Les animaux sont relativement bien équipés pour affronter les rigueurs de l’hiver même en cas de températures extrêmes. Nous humains, nous voyons rapidement nos limites. Ainsi, ces derniers jours je me suis hasardé à changer de technique de chasse en passant de la « billebaude » (Pour les non initiés, traque du gibier au hasard) pour celle de l’affut. Cette nouvelle expérience, bien qu’assez concluante au niveau résultat, l’a été moins au niveau santé. Un immobilisme de statue, agrémenté d’un petit -4° au mercure🌡, une légère brise et patatrac !!! Bref ! dès que je serai rétabli, je reprends mes bonnes vieilles habitudes, en bougeant , c’est bien connu, il fait beaucoup moins froid.

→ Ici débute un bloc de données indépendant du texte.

PR #4981, opened 2025-10-15
feat(signals): create a rx-promise-method to be able to use angular 2…

### LINKED ISSUE #4980: Using Angular 21 signal forms submit function with rxMethod from ngrx is impossible, please create a new function to return promise to be able to be used in angular 21 signal forms

signals

### Information

I was trying out the new feature from Angular 21 and wanted to use it with ngrx signal store. However, I realized it is impossible to use it in the signal forms submit function because it requires a promise in return, but rxMethod returns only a destroy. Therefore, we need a function that returns a promise instead.

In this article I explained the issue and created a new method called rxPromiseMethod to be used instead of rxMethod within withMethod(). You can find some examples there. 

[https://medium.com/@mohammadrezaimn/rxpromisemethod-bridging-ngrx-signal-store-with-angulars-signal-forms-f80483adcb35](url)

There is a withMutation function from the @angular-architects/ngrx-toolkit library, but the issue is that you can only send a payload to it, and the types are tightly coupled with the HTTP request DTO, which is not good.

- [x] Yes
- [ ] No

rezaimn:
…submit function

## PR Checklist

## PR Type

```
[ ] Bugfix
[X] Feature
[ ] Build related changes
[ ] CI related changes
[ ] Other... Please describe:
```

https://github.com/ngrx/platform/issues/4980

Closes #4980

```
[ ] Yes
[X] No
```

### DIFF
--- a/modules/signals/rxjs-interop/src/index.ts
+++ b/modules/signals/rxjs-interop/src/index.ts
@@ -1,1 +1,2 @@
 export { rxMethod, RxMethod } from './rx-method';
+export { rxPromiseMethod, RxPromiseMethod } from './rx-promise-method';
--- a/modules/signals/rxjs-interop/src/rx-promise-method.ts
+++ b/modules/signals/rxjs-interop/src/rx-promise-method.ts
@@ -1,0 +1,164 @@
+import {
+  assertInInjectionContext,
+  DestroyRef,
+  effect,
+  inject,
+  Injector,
+  isSignal,
+  Signal,
+  untracked,
+} from '@angular/core';
+
+declare const ngDevMode: unknown;
+
+type PromiseResult<T> =
+  | { status: 'success'; value: T }
+  | { status: 'error'; error: unknown };
+
+export type RxPromiseMethod<Input, Output> = {
+  (
+    input: Input | Signal<Input>,
+    config?: { injector?: Injector },
+  ): Promise<PromiseResult<Output>>;
+  destroy: () => void;
+};
+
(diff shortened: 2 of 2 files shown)


rainerhahnekamp:
Hey @rezaimn, I think it is a little bit too early to start implementing dedicated features for the Signal Forms. As you might know, we don't really support experimental features - otherwise `withResource` would already be available.

I do have some ideas on how a SignalForms integration could look like and I am thinking about a deeper integration. Maybe - some day - a `withForms` feature. 

BUT: Given that we are talking here about a feature which is far from even being experimental, we should wait. Looking at the project plan, I see a lot of unfinished tasks: https://github.com/orgs/angular/projects/60/views/1

rezaimn:
Hey @rainerhahnekamp, I understand, but I tried it and it was so exciting, and I feel it is a real game-changer. Anyway this could fix it, if you thinking about a withForm, then it will be even nicer.

rainerhahnekamp:
Yeah, I am also very excited and would like to have Signal Forms available today. But the past has shown that patience is quite often better for sustainable featurea.

So I'd say maybe a community extension and if v21 is out, we can revisit the idea and start to plan for sound integration.

Can we close this PR? Either way, we would require an issue with design specification first.

markostanimirovic:
Thanks for the PR. However, we handle feature requests differently. Please extend the description of the issue you opened (https://github.com/ngrx/platform/issues/4980) and share some code snippets of what you're trying to achieve. We'll take a look and let you know if you should proceed with the PR.

PR #4996, opened 2025-11-15
feat(signals): allow computation fn to be provided to `signalMethod` and `rxMethod`

### LINKED ISSUE #4986: `@ngrx/signals`: Support `() => T` in `signalMethod` and `rxMethod`

signals

## Problem

With Angular's `resource` and `linkedSignal`, we saw that the Angular team moved having a parameter of `Signal<T>` to `() => T`. This makes sense because users don't have to create an intermediate computed signal just to pass complex values, and the tracking will be done internally.

Right now, with `signalMethod` or `rxMethod`, users need to do the following:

Un perdreau figé par le froid

Ce perdreau, est le seul oiseau que j’ai pu surprendre, il y a quelques temps déjà avec ma technique de chasse préférée, l’approche. Que dire de ce pauvre bougre transit par le froid et pour lequel les gouttelettes d’eau sur son dos flirtaient avec la glace. Je vous rassure, malgré cette posture semi-congelée digne de chez « Picard »🥶❄ (mince ! la pub est interdite, désolé), quand il s’est décidé à partir, il est parti et très vite.🚀

Quand te reverrai- je ? 🎶🎼

Le rouge gorge, socialement coopératif

Il est des espèces pour lesquelles, le froid les rend plus abordables. Déjà peu farouche en temps normal, le rouge gorge, lorsqu’on est bien caché, inerte, n’hésite pas à se poser tout près de vous, un brin hautain, limite provocateur. C’est un oiseau superbe et certainement un des plus faciles pour se faire la main quand on débute la photo animalière.

Quel merveilleux perchoir que ce piquet au soleil pour ce rouge gorge, un brin provocateur.

La grande aigrette monte sur scène

Cette grande aigrette est une habituée de mon objectif mais, ce jour là, bien camouflé dans mon affut, j’ai réussit à faire une photo ou animal et ambiance étaient en parfaite osmose. Le halo de lumière sur l’animal contrastant avec le fond d’écran sombre, l’effet miroir de l’eau tel une scène de théâtre, tout était réuni. A vous de juger, d’apprécier ou non, moi j’adore. Moralité: Parfois, il vaut mieux laisser faire la nature que de passer des heures à bidouiller son appareil photo ou son PC pour faire du « commercial ». Là c’est du 100% bio, 100% naturel !

Pas du tout expressive par le geste mais quelle grâce, quelle beauté !

Le froid rime avec oiseau et en ce moment, les volatiles sont les seuls à bouger un peu. Je suis plutôt « en froid » avec les excès du thermomètre mais il faut reconnaitre que c’est souvent dans des conditions difficiles (pic de froid et de chaleur) que l’on a des chances de rencontrer de l’insolite. Véritablement passionné de cervidés, je me pose souvent la question sur leurs conditions d’existence en hiver; le mieux c’est d’aller voir peut-être ?

Je vous remercie de votre fidélité et vous dis à très bientôt pour un nouvel article.